**Exercise**
Where a line below holds the string "XMLState", copy that line.

--------------------------------

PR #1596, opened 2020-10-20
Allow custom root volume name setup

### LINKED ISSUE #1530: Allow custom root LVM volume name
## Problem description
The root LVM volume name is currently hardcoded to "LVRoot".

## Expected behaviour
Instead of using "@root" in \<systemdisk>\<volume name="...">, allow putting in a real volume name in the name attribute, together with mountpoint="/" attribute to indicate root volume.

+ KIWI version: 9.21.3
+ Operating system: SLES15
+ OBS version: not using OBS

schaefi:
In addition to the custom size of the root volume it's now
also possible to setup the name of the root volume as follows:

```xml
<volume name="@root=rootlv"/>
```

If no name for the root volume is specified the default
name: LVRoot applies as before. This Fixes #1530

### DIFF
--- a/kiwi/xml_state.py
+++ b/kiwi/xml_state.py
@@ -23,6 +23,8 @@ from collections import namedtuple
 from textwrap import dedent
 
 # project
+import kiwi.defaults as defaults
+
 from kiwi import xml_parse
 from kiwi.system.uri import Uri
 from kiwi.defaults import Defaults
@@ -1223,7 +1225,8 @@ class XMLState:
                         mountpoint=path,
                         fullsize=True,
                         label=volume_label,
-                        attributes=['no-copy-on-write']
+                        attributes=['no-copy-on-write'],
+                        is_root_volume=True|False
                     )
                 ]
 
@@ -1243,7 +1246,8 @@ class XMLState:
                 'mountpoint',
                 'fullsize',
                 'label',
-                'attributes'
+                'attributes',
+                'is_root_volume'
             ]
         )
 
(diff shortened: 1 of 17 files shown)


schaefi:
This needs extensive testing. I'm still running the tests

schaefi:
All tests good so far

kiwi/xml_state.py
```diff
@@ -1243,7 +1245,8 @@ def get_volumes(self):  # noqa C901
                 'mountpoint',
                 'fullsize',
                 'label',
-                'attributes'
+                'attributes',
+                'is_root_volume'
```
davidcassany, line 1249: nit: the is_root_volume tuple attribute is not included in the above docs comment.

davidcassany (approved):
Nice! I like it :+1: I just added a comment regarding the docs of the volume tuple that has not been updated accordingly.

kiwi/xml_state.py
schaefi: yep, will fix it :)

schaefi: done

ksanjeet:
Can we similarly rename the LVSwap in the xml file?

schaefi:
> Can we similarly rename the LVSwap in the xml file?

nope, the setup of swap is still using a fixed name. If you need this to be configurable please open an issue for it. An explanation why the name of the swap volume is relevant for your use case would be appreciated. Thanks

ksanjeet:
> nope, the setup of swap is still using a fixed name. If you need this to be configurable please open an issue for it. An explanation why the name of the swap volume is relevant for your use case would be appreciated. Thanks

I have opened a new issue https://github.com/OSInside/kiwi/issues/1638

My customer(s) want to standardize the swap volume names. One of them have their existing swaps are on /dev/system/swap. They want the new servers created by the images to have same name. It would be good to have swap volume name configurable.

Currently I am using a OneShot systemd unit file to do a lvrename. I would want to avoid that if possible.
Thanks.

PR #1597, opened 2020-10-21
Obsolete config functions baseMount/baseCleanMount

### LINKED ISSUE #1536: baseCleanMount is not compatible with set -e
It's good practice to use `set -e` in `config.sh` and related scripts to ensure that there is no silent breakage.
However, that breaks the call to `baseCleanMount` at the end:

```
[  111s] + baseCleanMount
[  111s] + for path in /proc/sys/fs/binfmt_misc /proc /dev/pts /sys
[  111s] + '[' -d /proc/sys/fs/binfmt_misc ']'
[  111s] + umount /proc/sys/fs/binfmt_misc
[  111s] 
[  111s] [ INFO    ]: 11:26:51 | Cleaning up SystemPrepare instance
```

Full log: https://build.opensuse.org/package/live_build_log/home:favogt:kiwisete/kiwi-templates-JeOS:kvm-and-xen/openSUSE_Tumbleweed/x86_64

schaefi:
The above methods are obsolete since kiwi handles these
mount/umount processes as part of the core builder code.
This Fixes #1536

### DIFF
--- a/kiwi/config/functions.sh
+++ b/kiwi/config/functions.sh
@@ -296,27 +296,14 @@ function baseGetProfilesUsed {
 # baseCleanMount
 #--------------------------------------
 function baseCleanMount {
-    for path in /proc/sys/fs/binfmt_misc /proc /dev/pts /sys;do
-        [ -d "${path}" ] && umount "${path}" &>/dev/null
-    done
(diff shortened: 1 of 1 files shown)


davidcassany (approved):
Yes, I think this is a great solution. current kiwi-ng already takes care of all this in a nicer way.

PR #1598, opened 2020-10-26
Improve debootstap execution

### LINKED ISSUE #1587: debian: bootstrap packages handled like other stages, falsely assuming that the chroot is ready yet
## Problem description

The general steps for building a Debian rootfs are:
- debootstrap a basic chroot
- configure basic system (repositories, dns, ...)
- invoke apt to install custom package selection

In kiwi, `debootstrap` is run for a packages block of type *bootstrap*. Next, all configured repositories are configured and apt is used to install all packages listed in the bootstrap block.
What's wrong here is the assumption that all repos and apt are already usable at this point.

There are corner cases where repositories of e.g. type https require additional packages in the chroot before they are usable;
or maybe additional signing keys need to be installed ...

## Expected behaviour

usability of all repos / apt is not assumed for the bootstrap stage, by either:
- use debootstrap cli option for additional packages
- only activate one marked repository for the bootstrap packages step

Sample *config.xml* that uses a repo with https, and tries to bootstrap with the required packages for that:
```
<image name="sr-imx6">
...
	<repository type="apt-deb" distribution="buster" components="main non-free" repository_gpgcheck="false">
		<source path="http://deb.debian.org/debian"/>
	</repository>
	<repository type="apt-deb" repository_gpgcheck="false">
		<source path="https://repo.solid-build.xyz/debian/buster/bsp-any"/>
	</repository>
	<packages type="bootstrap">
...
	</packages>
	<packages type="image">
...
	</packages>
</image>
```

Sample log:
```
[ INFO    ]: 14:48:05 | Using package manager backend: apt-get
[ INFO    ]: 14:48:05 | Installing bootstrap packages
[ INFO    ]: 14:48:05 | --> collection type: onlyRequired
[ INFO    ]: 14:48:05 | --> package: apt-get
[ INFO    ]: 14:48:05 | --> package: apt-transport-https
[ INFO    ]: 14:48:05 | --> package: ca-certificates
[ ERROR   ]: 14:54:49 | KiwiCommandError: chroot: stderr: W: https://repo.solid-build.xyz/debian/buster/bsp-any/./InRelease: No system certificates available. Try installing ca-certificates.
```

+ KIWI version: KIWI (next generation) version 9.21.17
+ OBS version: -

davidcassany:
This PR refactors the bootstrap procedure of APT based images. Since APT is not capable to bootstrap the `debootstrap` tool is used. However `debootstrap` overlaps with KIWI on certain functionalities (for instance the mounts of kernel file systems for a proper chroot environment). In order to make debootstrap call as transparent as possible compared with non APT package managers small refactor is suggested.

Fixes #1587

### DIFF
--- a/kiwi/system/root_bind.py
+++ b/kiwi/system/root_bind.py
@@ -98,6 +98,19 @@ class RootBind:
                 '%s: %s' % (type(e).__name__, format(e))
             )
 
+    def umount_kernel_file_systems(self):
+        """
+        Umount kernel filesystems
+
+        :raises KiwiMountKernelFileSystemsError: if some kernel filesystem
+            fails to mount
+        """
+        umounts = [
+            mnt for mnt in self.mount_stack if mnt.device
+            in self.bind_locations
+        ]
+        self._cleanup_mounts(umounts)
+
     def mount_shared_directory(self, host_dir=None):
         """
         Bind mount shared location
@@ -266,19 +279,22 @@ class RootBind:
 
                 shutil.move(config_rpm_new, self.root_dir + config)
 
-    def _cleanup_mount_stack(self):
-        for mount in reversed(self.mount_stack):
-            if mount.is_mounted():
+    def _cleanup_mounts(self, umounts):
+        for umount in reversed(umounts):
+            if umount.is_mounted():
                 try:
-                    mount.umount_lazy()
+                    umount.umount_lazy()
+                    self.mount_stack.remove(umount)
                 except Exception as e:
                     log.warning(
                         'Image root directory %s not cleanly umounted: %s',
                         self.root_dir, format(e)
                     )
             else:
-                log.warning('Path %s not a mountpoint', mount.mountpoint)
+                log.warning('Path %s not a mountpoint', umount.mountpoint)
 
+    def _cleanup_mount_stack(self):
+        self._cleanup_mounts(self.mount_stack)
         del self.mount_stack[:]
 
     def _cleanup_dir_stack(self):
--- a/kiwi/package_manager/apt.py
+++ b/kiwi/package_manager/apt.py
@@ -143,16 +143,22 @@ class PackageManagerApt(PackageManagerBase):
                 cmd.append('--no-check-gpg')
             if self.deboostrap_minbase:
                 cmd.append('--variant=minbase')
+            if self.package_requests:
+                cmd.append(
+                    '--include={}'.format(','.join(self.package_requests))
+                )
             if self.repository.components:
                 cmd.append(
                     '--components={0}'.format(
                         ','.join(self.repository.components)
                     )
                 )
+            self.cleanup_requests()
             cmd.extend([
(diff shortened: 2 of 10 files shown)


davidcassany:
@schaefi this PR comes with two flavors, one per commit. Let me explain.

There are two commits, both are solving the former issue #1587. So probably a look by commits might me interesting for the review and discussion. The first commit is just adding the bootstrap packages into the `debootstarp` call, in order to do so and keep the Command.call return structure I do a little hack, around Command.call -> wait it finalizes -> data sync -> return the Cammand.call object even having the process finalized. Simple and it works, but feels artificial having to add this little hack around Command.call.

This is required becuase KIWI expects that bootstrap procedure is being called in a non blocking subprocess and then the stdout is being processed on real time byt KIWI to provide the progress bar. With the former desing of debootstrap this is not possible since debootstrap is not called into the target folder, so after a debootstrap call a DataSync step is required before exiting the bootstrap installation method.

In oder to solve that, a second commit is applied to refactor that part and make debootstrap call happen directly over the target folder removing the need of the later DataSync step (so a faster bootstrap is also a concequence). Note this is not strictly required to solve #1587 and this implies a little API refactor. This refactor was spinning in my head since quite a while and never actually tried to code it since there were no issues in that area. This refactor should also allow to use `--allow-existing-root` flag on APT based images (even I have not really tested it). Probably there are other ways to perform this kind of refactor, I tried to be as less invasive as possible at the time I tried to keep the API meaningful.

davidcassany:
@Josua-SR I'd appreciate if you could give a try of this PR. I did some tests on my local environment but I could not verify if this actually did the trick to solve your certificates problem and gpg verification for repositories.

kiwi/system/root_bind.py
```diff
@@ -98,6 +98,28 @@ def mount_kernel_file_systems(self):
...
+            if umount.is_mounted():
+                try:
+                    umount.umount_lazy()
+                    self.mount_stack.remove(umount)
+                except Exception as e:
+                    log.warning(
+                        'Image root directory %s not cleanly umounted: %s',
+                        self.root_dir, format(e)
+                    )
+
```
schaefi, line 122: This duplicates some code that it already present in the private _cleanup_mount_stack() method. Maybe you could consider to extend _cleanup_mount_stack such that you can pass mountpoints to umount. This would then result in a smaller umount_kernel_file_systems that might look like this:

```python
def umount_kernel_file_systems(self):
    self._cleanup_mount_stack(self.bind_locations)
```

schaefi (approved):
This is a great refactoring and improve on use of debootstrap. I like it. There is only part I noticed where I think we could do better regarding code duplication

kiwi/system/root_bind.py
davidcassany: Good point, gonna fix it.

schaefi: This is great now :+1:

--------------------------------

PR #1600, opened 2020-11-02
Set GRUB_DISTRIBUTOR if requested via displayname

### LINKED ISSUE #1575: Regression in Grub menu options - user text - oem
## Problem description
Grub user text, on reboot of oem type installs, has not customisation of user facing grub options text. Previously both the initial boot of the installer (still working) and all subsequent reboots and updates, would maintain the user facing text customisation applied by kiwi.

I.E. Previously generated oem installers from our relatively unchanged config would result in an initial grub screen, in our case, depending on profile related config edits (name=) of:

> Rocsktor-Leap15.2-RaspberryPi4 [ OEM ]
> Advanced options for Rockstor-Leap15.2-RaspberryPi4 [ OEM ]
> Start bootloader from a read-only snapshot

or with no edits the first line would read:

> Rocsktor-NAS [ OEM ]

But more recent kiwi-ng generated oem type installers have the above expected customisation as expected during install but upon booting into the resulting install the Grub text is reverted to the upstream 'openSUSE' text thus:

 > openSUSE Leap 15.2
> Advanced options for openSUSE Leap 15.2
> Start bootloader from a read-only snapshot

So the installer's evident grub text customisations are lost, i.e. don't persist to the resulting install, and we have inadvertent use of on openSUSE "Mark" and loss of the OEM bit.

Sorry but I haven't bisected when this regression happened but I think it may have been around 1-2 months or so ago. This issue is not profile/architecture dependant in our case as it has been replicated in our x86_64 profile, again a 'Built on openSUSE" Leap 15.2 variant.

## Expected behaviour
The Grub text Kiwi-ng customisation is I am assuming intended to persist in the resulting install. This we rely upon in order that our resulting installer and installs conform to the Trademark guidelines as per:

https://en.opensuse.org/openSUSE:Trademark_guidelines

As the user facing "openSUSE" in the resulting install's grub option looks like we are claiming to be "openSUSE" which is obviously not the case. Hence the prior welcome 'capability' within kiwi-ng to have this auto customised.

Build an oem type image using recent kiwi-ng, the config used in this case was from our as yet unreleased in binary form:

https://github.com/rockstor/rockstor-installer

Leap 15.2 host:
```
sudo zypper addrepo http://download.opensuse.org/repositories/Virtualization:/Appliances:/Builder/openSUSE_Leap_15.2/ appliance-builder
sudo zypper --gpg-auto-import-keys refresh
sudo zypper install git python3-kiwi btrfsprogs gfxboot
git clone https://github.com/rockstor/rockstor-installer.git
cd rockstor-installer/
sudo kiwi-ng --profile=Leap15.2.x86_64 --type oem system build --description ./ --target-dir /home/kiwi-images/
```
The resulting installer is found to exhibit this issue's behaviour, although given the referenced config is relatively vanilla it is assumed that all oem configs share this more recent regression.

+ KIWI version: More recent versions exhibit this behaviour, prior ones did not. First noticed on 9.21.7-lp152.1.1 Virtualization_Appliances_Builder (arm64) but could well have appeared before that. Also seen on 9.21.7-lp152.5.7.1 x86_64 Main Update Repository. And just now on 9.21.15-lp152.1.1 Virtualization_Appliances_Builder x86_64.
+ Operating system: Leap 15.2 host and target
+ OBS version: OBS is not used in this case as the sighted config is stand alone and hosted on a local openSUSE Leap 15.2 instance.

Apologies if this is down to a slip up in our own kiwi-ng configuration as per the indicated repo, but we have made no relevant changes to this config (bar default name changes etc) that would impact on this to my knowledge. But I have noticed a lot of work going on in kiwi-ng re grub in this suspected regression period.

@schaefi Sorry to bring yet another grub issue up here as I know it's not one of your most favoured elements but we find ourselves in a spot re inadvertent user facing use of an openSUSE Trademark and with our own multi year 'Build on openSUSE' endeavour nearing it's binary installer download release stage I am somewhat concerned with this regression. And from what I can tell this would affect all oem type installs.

--------------------------------

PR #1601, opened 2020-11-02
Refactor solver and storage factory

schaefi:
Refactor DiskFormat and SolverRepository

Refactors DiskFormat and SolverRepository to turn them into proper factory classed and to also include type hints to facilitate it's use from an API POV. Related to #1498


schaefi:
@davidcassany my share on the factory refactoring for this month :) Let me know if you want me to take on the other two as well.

--------------------------------

**The completed task**
@@ -1223,7 +1225,8 @@ class XMLState:
@@ -1243,7 +1246,8 @@ class XMLState:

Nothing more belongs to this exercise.